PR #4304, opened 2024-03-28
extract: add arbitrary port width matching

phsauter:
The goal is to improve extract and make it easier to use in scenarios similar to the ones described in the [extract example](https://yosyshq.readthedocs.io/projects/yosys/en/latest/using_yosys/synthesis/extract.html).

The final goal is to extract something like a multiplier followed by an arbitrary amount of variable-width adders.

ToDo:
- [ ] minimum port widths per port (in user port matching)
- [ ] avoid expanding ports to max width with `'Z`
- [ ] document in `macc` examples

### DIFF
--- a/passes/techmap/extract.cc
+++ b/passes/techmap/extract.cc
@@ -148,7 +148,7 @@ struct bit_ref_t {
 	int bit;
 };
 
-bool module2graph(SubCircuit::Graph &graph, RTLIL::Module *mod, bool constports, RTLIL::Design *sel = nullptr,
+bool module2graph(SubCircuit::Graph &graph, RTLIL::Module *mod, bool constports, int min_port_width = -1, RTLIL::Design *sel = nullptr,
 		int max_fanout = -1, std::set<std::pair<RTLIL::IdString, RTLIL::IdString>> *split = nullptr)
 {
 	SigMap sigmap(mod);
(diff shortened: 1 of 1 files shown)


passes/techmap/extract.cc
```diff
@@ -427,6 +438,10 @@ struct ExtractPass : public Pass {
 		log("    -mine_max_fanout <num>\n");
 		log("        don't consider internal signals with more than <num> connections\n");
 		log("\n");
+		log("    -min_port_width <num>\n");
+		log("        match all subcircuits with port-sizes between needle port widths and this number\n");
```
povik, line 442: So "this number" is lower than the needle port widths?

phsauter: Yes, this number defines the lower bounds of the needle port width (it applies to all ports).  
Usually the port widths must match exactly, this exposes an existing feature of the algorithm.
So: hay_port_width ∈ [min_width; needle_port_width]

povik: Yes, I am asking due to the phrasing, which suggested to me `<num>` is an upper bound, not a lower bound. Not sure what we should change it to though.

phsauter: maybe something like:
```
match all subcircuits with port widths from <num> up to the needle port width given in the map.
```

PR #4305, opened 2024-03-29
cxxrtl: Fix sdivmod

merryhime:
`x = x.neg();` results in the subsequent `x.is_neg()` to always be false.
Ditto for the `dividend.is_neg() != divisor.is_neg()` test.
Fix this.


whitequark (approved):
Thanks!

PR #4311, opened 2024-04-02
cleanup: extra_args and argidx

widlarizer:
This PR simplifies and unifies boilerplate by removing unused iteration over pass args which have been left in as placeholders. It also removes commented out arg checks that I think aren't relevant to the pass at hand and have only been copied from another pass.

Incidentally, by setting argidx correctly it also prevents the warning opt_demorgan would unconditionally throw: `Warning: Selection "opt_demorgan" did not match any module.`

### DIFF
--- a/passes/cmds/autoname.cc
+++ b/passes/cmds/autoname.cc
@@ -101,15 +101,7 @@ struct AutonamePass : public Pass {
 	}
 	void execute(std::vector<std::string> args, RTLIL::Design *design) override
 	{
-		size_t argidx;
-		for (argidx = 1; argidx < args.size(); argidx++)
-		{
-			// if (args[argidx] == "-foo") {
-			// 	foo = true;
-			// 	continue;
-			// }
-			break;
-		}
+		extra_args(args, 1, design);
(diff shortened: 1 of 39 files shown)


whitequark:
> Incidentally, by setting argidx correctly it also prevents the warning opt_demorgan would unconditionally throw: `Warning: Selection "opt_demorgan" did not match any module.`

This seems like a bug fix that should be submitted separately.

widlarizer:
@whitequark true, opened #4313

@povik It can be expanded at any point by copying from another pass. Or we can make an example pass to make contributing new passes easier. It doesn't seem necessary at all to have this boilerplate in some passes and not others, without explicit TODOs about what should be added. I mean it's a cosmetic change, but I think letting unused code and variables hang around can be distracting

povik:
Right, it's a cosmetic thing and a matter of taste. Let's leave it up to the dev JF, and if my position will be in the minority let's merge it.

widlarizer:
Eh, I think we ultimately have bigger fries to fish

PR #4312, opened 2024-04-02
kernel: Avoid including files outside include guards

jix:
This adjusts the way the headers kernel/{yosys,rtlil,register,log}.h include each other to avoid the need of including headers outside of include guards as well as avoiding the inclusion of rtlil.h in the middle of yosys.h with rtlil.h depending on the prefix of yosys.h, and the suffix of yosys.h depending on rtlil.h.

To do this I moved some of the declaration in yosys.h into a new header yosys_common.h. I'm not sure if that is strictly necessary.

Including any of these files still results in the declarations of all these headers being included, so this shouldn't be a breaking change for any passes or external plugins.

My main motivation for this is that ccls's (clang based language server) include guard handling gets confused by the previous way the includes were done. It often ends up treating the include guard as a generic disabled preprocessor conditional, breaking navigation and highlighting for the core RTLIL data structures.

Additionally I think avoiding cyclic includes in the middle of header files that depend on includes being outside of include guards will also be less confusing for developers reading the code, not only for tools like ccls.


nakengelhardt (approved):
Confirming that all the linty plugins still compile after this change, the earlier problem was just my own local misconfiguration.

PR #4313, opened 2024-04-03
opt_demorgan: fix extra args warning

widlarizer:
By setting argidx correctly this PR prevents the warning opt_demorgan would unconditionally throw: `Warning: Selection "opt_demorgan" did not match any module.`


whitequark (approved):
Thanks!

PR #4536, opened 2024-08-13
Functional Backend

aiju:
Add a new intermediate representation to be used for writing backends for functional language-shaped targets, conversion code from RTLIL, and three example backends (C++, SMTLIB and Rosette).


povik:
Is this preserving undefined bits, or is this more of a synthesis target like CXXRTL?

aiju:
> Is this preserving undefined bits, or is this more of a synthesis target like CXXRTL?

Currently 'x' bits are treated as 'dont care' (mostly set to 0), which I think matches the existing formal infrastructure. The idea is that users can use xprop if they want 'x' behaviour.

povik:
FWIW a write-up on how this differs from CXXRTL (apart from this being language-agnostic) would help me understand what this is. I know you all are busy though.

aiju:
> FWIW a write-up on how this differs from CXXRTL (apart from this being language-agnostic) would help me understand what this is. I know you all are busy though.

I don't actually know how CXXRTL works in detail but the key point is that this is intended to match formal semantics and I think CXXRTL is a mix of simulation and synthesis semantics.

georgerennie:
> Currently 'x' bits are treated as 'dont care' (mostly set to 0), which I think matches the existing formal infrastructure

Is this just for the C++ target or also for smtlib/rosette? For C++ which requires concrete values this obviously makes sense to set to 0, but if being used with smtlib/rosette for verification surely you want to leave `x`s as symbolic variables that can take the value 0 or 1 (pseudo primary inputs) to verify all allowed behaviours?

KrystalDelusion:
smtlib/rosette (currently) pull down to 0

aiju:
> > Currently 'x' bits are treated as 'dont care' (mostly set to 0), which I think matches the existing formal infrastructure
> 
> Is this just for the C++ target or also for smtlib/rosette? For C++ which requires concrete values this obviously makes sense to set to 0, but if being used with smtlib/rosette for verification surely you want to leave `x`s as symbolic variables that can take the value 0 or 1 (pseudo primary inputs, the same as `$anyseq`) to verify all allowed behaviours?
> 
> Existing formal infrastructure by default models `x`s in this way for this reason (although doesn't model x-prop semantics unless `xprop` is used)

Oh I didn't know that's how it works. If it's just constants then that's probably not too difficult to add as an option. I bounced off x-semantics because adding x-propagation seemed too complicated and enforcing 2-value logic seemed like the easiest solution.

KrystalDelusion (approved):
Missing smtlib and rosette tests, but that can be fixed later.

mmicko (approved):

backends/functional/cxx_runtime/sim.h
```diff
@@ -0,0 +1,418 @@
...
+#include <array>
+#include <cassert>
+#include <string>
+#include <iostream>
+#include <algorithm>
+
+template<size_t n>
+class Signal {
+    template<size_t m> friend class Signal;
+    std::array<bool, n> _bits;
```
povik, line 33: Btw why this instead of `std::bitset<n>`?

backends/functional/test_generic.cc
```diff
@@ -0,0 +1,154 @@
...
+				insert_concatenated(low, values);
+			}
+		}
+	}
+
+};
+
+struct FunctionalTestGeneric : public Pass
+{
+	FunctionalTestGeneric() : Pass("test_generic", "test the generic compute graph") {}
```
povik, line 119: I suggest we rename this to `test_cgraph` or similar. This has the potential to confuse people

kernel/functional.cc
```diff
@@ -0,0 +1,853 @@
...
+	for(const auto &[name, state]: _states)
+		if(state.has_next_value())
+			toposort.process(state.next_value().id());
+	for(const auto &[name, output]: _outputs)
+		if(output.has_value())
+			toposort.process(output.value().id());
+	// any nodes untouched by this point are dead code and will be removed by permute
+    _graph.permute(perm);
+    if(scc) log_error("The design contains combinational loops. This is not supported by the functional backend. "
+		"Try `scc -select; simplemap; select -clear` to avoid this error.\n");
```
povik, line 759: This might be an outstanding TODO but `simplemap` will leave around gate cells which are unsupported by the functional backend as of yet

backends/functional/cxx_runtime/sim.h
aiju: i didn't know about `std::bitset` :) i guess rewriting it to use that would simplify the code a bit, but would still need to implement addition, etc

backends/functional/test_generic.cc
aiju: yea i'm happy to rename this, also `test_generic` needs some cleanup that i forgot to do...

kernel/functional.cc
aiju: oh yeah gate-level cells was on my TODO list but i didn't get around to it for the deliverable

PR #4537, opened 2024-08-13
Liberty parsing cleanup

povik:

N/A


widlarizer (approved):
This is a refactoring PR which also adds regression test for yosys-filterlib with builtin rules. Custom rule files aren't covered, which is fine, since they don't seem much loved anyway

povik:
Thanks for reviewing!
________________________________________
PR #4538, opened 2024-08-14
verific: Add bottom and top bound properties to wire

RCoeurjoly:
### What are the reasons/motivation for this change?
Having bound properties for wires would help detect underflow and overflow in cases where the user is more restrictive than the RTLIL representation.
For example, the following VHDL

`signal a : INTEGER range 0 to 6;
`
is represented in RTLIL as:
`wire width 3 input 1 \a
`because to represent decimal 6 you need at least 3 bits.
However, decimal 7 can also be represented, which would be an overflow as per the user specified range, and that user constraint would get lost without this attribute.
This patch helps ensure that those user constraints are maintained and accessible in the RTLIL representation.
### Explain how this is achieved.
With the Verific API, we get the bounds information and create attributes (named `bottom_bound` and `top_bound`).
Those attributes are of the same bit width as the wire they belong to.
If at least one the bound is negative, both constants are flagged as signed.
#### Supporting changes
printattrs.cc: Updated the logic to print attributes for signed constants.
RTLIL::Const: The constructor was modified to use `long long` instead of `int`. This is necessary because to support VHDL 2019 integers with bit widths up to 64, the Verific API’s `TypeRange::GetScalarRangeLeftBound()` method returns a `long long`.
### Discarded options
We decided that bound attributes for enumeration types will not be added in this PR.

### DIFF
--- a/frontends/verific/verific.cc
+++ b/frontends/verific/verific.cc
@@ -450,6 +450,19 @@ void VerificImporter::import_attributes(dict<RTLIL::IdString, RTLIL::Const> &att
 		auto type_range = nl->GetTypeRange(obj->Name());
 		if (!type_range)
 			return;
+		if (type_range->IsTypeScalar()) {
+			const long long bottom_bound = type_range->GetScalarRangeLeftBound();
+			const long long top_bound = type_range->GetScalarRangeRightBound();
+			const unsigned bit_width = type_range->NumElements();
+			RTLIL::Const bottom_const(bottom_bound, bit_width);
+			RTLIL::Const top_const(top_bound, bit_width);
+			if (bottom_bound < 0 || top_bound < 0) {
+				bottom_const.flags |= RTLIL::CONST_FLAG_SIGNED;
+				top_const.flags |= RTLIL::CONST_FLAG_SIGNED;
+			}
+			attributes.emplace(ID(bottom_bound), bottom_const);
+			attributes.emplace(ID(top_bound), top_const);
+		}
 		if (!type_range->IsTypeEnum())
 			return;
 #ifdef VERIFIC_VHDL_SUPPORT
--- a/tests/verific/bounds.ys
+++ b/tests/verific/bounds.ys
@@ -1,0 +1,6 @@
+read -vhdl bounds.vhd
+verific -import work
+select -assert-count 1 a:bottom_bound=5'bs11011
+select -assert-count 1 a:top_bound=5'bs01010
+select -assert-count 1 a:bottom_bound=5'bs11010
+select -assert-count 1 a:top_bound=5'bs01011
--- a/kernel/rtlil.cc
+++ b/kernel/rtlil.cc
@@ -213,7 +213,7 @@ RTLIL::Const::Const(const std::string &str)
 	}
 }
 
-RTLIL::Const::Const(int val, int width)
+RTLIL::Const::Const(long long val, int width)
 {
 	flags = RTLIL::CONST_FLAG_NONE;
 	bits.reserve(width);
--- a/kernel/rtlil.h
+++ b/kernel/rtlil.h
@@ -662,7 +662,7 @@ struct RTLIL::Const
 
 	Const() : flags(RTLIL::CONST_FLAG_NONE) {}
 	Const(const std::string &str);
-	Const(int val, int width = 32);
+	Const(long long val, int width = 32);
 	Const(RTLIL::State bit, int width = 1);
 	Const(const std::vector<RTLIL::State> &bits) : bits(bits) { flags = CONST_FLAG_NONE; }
________________________________________
Your objective:
Report how many lines in the listing above hold the string "class", giving the number and no other words.

Exercise output:
2